:: Materials provided ::

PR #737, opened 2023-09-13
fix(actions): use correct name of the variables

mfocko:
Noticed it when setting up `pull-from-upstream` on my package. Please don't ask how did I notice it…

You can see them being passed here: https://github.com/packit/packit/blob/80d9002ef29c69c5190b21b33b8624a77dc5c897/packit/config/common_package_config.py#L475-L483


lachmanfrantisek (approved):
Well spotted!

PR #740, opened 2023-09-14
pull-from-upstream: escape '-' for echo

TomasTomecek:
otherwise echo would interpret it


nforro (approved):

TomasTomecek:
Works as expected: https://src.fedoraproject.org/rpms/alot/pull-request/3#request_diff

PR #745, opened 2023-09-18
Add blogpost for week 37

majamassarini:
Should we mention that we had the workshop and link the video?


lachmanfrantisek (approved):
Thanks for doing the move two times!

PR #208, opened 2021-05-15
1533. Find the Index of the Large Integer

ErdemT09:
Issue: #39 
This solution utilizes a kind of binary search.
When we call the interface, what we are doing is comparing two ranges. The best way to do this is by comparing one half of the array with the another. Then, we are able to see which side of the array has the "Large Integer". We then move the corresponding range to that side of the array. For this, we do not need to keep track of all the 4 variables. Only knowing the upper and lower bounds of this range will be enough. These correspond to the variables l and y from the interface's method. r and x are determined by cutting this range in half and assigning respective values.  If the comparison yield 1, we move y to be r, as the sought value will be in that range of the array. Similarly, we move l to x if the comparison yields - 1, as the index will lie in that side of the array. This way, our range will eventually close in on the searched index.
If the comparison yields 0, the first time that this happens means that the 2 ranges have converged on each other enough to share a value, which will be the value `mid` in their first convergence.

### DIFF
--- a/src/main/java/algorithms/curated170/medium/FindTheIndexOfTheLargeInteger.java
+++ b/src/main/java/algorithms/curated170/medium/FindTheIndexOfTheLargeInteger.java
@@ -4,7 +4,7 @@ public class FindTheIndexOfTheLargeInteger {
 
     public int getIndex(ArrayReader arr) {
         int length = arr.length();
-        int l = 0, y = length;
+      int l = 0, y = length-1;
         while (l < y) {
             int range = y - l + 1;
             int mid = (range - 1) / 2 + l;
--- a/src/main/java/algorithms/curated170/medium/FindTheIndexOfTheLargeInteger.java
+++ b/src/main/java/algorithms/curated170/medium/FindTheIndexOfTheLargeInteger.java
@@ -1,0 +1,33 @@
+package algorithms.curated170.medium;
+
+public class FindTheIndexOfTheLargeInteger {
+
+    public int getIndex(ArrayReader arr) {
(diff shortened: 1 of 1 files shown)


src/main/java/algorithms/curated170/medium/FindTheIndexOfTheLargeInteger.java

:::

### Exercise goal
Where does the string "echo" appear in the records above? Show every line that holds it.

### Exercise answer
pull-from-upstream: escape '-' for echo
otherwise echo would interpret it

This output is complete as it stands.